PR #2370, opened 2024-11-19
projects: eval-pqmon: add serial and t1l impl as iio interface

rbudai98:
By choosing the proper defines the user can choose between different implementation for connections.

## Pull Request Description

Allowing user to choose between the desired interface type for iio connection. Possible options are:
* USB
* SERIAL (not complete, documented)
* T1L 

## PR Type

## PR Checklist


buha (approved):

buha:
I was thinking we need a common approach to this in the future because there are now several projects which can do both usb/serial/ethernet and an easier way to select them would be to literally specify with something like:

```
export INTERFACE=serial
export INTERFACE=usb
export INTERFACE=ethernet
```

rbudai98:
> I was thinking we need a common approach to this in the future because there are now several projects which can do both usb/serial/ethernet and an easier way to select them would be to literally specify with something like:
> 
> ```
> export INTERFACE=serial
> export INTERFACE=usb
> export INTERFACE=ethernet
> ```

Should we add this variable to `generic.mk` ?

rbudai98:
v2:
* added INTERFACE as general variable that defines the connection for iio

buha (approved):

_WHAT YOU HAVE TO DO_. List every line above containing the word "ethernet".

_OUTPUT FOR THIS TASK_.
I was thinking we need a common approach to this in the future because there are now several projects which can do both usb/serial/ethernet and an easier way to select them would be to literally specify with something like:
export INTERFACE=ethernet
> I was thinking we need a common approach to this in the future because there are now several projects which can do both usb/serial/ethernet and an easier way to select them would be to literally specify with something like:
> export INTERFACE=ethernet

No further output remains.